Established market research firms will need to take a look at their offering to assess to what extent it is competitive and identify approaches in the lower-left corner of Figure 1 that are candidates for disruption by passive data analysis because they offer only limited insights depth, in a less-frequent or timely manner than passive data analysis can and perhaps even at a higher price.
Likely to be hard
Continuous tracking surveys focused on brand performance or consumption may be particularly at risk unless they can also deliver sufficient depth of insight to serve as a basis for strategic issues such as brand positioning or new product development. At the same time, market research firms may explore ways to incorporate passive data analysis into their offerings. If recent events are any indication, this is likely to be hard, because established research firms correctly see these approaches as potentially disruptive to their core businesses. As an example, Cymfony, a text analytics firm previously part of WPP’s Kantar, was not integrated into any of Kantar’s traditional market research firms but rather had its own competing sales force. In April last year Cymfony was bought by Visible Technologies, a social media monitoring company in which WPP also had a stake. The transaction did not reduce WPP’s stake in the two companies but it removed Cymfony from the Kantar fold.
Of course the risk established research firms run by ignoring passive data analytics is that they will no longer be able to address the time-critical tactical marketing issues because of the disruptive power of passive data analytics. They will then have to make sure that their offerings offer deep enough insights to address the less time-sensitive strategic marketing issues.
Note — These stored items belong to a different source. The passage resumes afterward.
PR #911, opened 2024-04-04
Added enum to "oper-status" field in routing.mpls/check-lsp-state rule

vvikramb:
Added enum to "oper-status" field in "routing.mpls/check-lsp-state" rule.

### DIFF
--- a/juniper_official/routing/check-lsp-state.rule
+++ b/juniper_official/routing/check-lsp-state.rule
@@ -29,7 +29,7 @@
                 }
                 type string;
                 description "LSP operation status";
-                enumerate __default__ as -1;
+                enumerate __default__ as -99;
                 enumerate DOWN as 0;
                 enumerate UP as 1;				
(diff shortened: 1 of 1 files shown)


juniper_official/routing/check-lsp-state.rule
```diff
@@ -29,6 +29,9 @@
                 }
                 type string;
                 description "LSP operation status";
+                enumerate __default__ as -1;
```
gaddevijay: enumerate __default__ as -99;
enumerate DOWN as 0;
                enumerate UP as 1;

gaddevijay (changes requested):

juniper_official/routing/check-lsp-state.rule
vvikramb: Updated Comments.

gaddevijay (approved):

PR #920, opened 2024-05-22
Updated alert type in triggers for fan,psm,re and system rules

vvikramb:
Alert type were added for the below rules :

hardware.chassis/check-fan-state-rpm
hardware.chassis/check-psm-power-usage-state
hardware.chassis/check-routing-engine-temperature
hardware.chassis/check-system-power-usage-temp-state

### DIFF
--- a/juniper_official/chassis/check-fan-state-rpm.rule
+++ b/juniper_official/chassis/check-fan-state-rpm.rule
@@ -156,6 +156,7 @@ healthbot {
              * Anomaly detection logic
              */			
             trigger fan-state {
+                alert-type hardware.state.fan.fan-state;
                 synopsis "Fan State KPI";
                 description "Sets health based on Fan state";			
                 frequency 1offset;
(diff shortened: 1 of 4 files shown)


juniper_official/chassis/check-fan-state-rpm.rule
```diff
@@ -195,6 +196,7 @@ healthbot {
                 }
             }
             trigger rpm-percent {
+                alert-type hardware.rpm.fan.fan-state;
```
gaddevijay: This should be `hardware.rpm.fan.rpm-percent`

juniper_official/chassis/check-psm-power-usage-state.rule
```diff
@@ -183,6 +183,7 @@ healthbot {
              * Anomaly detection logic.
              */			
             trigger psm-power-usage {
+                alert-type hardware.power.psm.usage.psm-power-usage;
```
gaddevijay: this should be `hardware.power.psm.psm-power-usage`

gaddevijay (changes requested):

gaddevijay (approved):

PR #941, opened 2024-06-26
Removed zero-suppression from routing.isis/check-isis-statistics rule fields

vvikramb:
Removed zero-suppression from routing.isis/check-isis-statistics fields and added sensor to support 23.2R1 onwards releases.


sharanyab16:
Jenkins please retry a build

PR #942, opened 2024-06-27
Added ifd and ifl traffic rules 

vvikramb:
Adding interfaces/collect-physical-interface-stats and interfaces/collect-logical-interface-stats rules on behalf of Reinhard.

### DIFF
--- a/juniper_official/interface/collect-logical-interface-stats.rule
+++ b/juniper_official/interface/collect-logical-interface-stats.rule
@@ -12,7 +12,7 @@
  *      interfaces. Use something like '0-10*' to match only 0 to 10 IFLs.
  *
  */
- healthbot {
+healthbot {
     topic interfaces {
         rule collect-logical-interface-stats {
             keys [interface-name sub-interface-index];
--- a/juniper_official/interface/collect-logical-interface-stats.rule
+++ b/juniper_official/interface/collect-logical-interface-stats.rule
@@ -1,5 +1,8 @@
 /*
- * Collect Logical Interface traffic stats.
+ * Collect Logical Interface traffic statistics for pathfinder dynamic topology.
+ *
+ * Req 60: https://paragon-automation.atlassian.net/browse/REQ-60
+ *
  * Two inputs control detection
  *
  *   1) input-ifd-name, is a regular expression that matches the interfaces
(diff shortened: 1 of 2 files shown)


juniper_official/interface/collect-logical-interface-stats.rule
```diff
@@ -0,0 +1,252 @@
...
+ *
+ *   2) input-ifl-no, is a regular expression that matches the IFL index number that
+ *      you would like to monitor.  By default it's '.*', which matches all
+ *      interfaces. Use something like '0-10*' to match only 0 to 10 IFLs.
+ *
+ */
+ healthbot {
+    topic interfaces {
+		rule collect-logical-interface-stats {
+            keys [ ifl-name interface-name sub-interface-index ];
```
gaddevijay: Making non sensor field(ifl-name) is not a tested feature in EOP. I would suggest to remove this and handle this in business service.

juniper_official/interface/collect-physical-interface-stats.rule
```diff
@@ -0,0 +1,225 @@
...
+            field ifd-ingress-bps {
+                formula {
+                    rate-of-change {
+                        field-name "$ifd-ingress-octets";
+                        multiplication-factor 8;
+                    }
+                }
+                type integer;
+            }
+            field ifd-ingress-octets {
```
gaddevijay: Can we use same naming convention as defined in below rule? At some stage if we want to combine both the rules, it will reduce the changes in business services. In this case it is "in-octets". Same goes with rest of the fields and IFL rule as well

https://github.com/Juniper/healthbot-rules/blob/jcloud/juniper_official/interface/check-interface-in-out-errors-traffic-state-flaps.rule

juniper_official/interface/collect-physical-interface-stats.rule
```diff
@@ -0,0 +1,225 @@
...
+                                        release-support min-supported-release;
+                                    }
+                                }
+                                platforms ACX7348 {
+                                    releases 22.3R1 {
+                                        release-support min-supported-release;
+                                    }
+                                }								
+                            }
+							products PTX {
```
gaddevijay: If any changes are being done to the rule..Please correct all the indentations

gaddevijay (changes requested):

juniper_official/interface/collect-logical-interface-stats.rule
```diff
@@ -0,0 +1,252 @@
...
+ *      that you would like to monitor.  By default it's '.*', which matches
+ *      all interfaces. Use something like 'ge.*' to match only gigabit
+ *      ethernet interfaces. 
+ *
+ *   2) input-ifl-no, is a regular expression that matches the IFL index number that
+ *      you would like to monitor.  By default it's '.*', which matches all
+ *      interfaces. Use something like '0-10*' to match only 0 to 10 IFLs.
+ *
+ */
+ healthbot {
```
gaddevijay, line 18: What is the scale that we are targeting for these rules?

gaddevijay (changes requested):

juniper_official/interface/collect-logical-interface-stats.rule
gaddevijay: Response from Reinhard: For the scale numbers: Again, I haven't found any numbers. For Northstar customers it could be over 100k interfaces. So, I assume the requirement would be in that range.

gaddevijay (approved):

PR #943, opened 2024-06-27
Added rsvp traffic rules 

vvikramb:
Added routing.mpls/collect-rsvp-statson on behalf of Reinhard.

### DIFF
--- a/juniper_official/routing/collect-rsvp-stats.rule
+++ b/juniper_official/routing/collect-rsvp-stats.rule
@@ -139,16 +139,16 @@
                                         release-support min-supported-release;
                                     }
                                 }
+                                platforms PTX10008 {
+                                    releases 22.2R3 {
+                                        release-support min-supported-release;
+                                    }
+                                }								
                                 platforms PTX10016 {
                                     releases 22.2R3 {
                                         release-support min-supported-release;
                                     }
                                 }								
-                                platforms PTX10008 {
-                                    releases 22.2R3 {
-                                        release-support min-supported-release;
-                                    }
-                                }
                             }
                         }
                     }
--- a/juniper_official/routing/collect-rsvp-stats.rule
+++ b/juniper_official/routing/collect-rsvp-stats.rule
@@ -14,7 +14,7 @@
  healthbot {
     topic routing.mpls {
         rule collect-rsvp-stats {
-            keys lsp-name;
+            keys [ lsp-name lsp-stats-counter ];
             description "Collects LSP stats periodically";
             sensor lsp {
                 open-config {
@@ -126,26 +126,24 @@
                                     }
                                 }
                             }
-                            products PTX {
-                                platforms PTX1000 {
-                                    releases 17.4R1 {
-                                        release-support min-supported-release;
-                                    }
-                                }
-                                platforms PTX10000 {
-                                    releases 19.411 {
-                                        release-support min-supported-release;
-                                    }
-                                }
-                                platforms PTX5000 {
-                                    releases 17.4R1 {
-                                        release-support min-supported-release;
-                                    }
-                                }
-                            }
                         }
                         operating-system junosEvolved {
 							products PTX {
+                                platforms PTX10001 {
+                                    releases 22.2R3 {
+                                        release-support min-supported-release;
+                                    }
+                                }
+                                platforms PTX10004 {
+                                    releases 22.2R3 {
+                                        release-support min-supported-release;
+                                    }
+                                }
+                                platforms PTX10016 {
+                                    releases 22.2R3 {
+                                        release-support min-supported-release;
+                                    }
+                                }								
                                 platforms PTX10008 {
                                     releases 22.2R3 {
                                         release-support min-supported-release;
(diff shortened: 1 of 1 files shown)


juniper_official/routing/collect-rsvp-stats.rule
```diff
@@ -0,0 +1,200 @@
...
+            field lsp-stats-bytes {
+                sensor lsp {
+                    path /mpls/lsps/constrained-path/tunnels/tunnel/state/counters/bytes;
+                }
+                type integer;
+                description "LSP bytes counter";
+            }
+            field lsp-stats-counter {
+                sensor lsp {
+                    path /mpls/lsps/constrained-path/tunnels/tunnel/state/counters/name;
```
gaddevijay, line 51: What is the significance of this? Would there be different counter names? Any documentation? or what values can come here?

gaddevijay: Could not find these path's in telemetry explorer

juniper_official/routing/collect-rsvp-stats.rule
```diff
@@ -0,0 +1,200 @@
...
+ *
+ */
+ healthbot {
+    topic routing.mpls {
+        rule collect-rsvp-stats {
+            keys lsp-name;
+            description "Collects LSP stats periodically";
+            sensor lsp {
+                open-config {
+                    sensor-name /junos/services/label-switched-path/usage/;
```
gaddevijay, line 21: In already existing rsvp rule "
https://github.com/Juniper/healthbot-rules/blob/jcloud/juniper_official/routing/check-rsvp-neighbor-state.rule
" a different sensor path is used. Is there a way that we can use the sensor path for both the rules? [6:40 pm] Vijay Gadde
Or in these cases the these sensors send completely different data?

gaddevijay (changes requested):

juniper_official/routing/collect-rsvp-stats.rule
```diff
@@ -0,0 +1,200 @@
...
+ *
+ *   1) input-lsp-name, is a regular expression that matches the lsp name
+ *      that you would like to monitor.  By default it's '.*', which matches
+ *      all lsps. Use something like 'Silver*' to match only lsp names starting
+ *      with 'Silver'. 
+ *
+ */
+ healthbot {
+    topic routing.mpls {
+        rule collect-rsvp-stats {
```
gaddevijay, line 16: What is the scale that we targeting for this rule?

gaddevijay (changes requested):

juniper_official/routing/collect-rsvp-stats.rule
gaddevijay: Response from Reinhard: I haven't found any number of required LSPs to be supported. In Northstar, we have customers who have 100k + lsps to be managed, but the bulk has less than 100k.
  Having said that, I would go with 100k for now. This is not per device, but for the entire network. I believe this number will only be relevant if existing Northstar customers upgrade to EOP.

juniper_official/routing/collect-rsvp-stats.rule
gaddevijay: As per mail from Reinhard lisp-name also should be in the key

juniper_official/routing/collect-rsvp-stats.rule
```diff
@@ -0,0 +1,173 @@
...
+                                        release-support min-supported-release;
+                                    }
+                                }
+                                platforms PTX5000 {
+                                    releases 17.4R1 {
+                                        release-support min-supported-release;
+                                    }
+                                }
+                            }
+                            products QFX {
```
gaddevijay: Please remove QFX also as Reinhard only confirmed MX and PTX

juniper_official/routing/collect-rsvp-stats.rule
```diff
@@ -0,0 +1,173 @@
...
+                                        release-support min-supported-release;
+                                    }
+                                }
+                                platforms MX960 {
+                                    releases 19.2R1 {
+                                        release-support min-supported-release;
+                                    }
+                                }
+                            }
+                            products PTX {
```
gaddevijay, line 131: Should we add PTX in EVO?

gaddevijay (changes requested):

juniper_official/routing/collect-rsvp-stats.rule
vvikramb: yes, lsp-name is key.

juniper_official/routing/collect-rsvp-stats.rule
vvikramb: ok, removed QFX.

juniper_official/routing/collect-rsvp-stats.rule
gaddevijay: My comment was not clear "lsp-stats-counter " should also be key

juniper_official/routing/collect-rsvp-stats.rule
vvikramb: Added PTX10001,PTX10004,PTX10008,PTX10016 for EVO.

juniper_official/routing/collect-rsvp-stats.rule
vvikramb: Added "lsp-stats-counter" also as the key.

gaddevijay (approved):

PR #1879, opened 2026-06-09
fix(pages-router): hard-navigate to App Router destinations from Pages Router links

james-elicx:
## Summary

- In a hybrid (app/ + pages/) build, clicking a Next.js `<Link>` on a Pages Router page that targets an App Router route was attempting a Pages Router SPA fetch cycle instead of performing a hard navigation. The Pages Router client cannot render App Router pages so the navigation would fail or stall.
- Added an `__appRouter` marker check to `performNavigation` in `packages/vinext/src/shims/router.ts`. When the destination was detected as an App Router route during prefetch (recorded as `components[path] = { __appRouter: true }` via `markAppRouteDetectedOnPrefetch`), the function now immediately calls `window.location.assign/replace` and returns a never-resolving Promise — exactly mirroring Next.js `router.ts:1448-1453`.
- Added regression fixture (`tests/fixtures/app-basic/pages/pages-to-app/[slug].tsx`) and Playwright test (`tests/e2e/app-router/pages-to-app-routing.spec.ts`) ported from the deploy-suite test `pages-to-app-routing > should work using browser`.

Fixes deploy-suite failure: `test/e2e/app-dir/pages-to-app-routing/pages-to-app-routing.test.ts` → `should work using browser`.

## Test plan

- [ ] `vp check` passes (no new TS errors beyond the ~23 pre-existing env errors)
- [ ] New Playwright test `tests/e2e/app-router/pages-to-app-routing.spec.ts` passes under `app-router` project
- [ ] Existing `pages-router-use-params.spec.ts` tests unaffected
- [ ] Deploy-suite `pages-to-app-routing > should work using browser` passes in CI

### DIFF
--- a/packages/vinext/src/shims/internal/app-route-detection.ts
+++ b/packages/vinext/src/shims/internal/app-route-detection.ts
@@ -36,7 +36,7 @@
  */
 import type { VinextLinkPrefetchRoute } from "../../client/vinext-next-data.js";
 import { createRouteTrieCache, matchRouteWithTrie } from "../../routing/route-matching.js";
-import { stripBasePath } from "../../utils/base-path.js";
+import { stripBasePath, removeTrailingSlash } from "../../utils/base-path.js";
 
 const appRouteTrieCache = createRouteTrieCache<VinextLinkPrefetchRoute>();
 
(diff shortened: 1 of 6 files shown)


james-elicx:
Addressed both non-blocking nits from the latest review round in `8bf0252`:

- **e2e** (`tests/e2e/app-router/pages-to-app-routing.spec.ts`): after clicking the link, the test now calls `waitForAppRouterHydration(page)` so the App Router landing is asserted explicitly rather than only matching the new DOM.
- **unit** (`tests/pages-router-app-prefetch-detection.test.ts`): removed the unnecessary `await Promise.resolve()` tick and its misleading comment — since there is no `await` between `performNavigation` entry and the fast-path return, the test now asserts `window.location.assign` synchronously after `push()`, which also pins that the hard navigation cannot lose a race against the SPA path.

Finally, an emerging passive data analytics firm wishing to play in market research will have to acquire more marketing expertise and access to the marketing community. These firms’ skills are in data science and analytics as well as information technology but they often have less functional expertise in areas such as marketing. This makes them an obvious target for an established market research firm willing to take a risk with them but more likely they could find a match with a marketing or branding consultancy interested in venturing into addressing the more time-critical tactical issues as well. Of course, passive data analytics firms could also build their marketing expertise in-house.
Decide where they want to play
In summary, no one-size-fits-all “killer app” is likely to emerge anytime soon from the increasing variety of market research approaches. But the emergence of new approaches, particularly the disruptive potential of passive data analytics, makes it imperative for established market research players to review their offerings and decide where they want to play. Because of the increasing set of options available to them, marketers will have to focus more on the optimal timeliness vs. insights depth trade-off required for the issues they are looking to solve. And emerging passive analytics firms will have to acquire more functional expertise in marketing in order to better compete in the field.
Navigating turbulent waters can be either exciting or scary, depending on how prepared you are and whether you have set a clear course. That is your choice.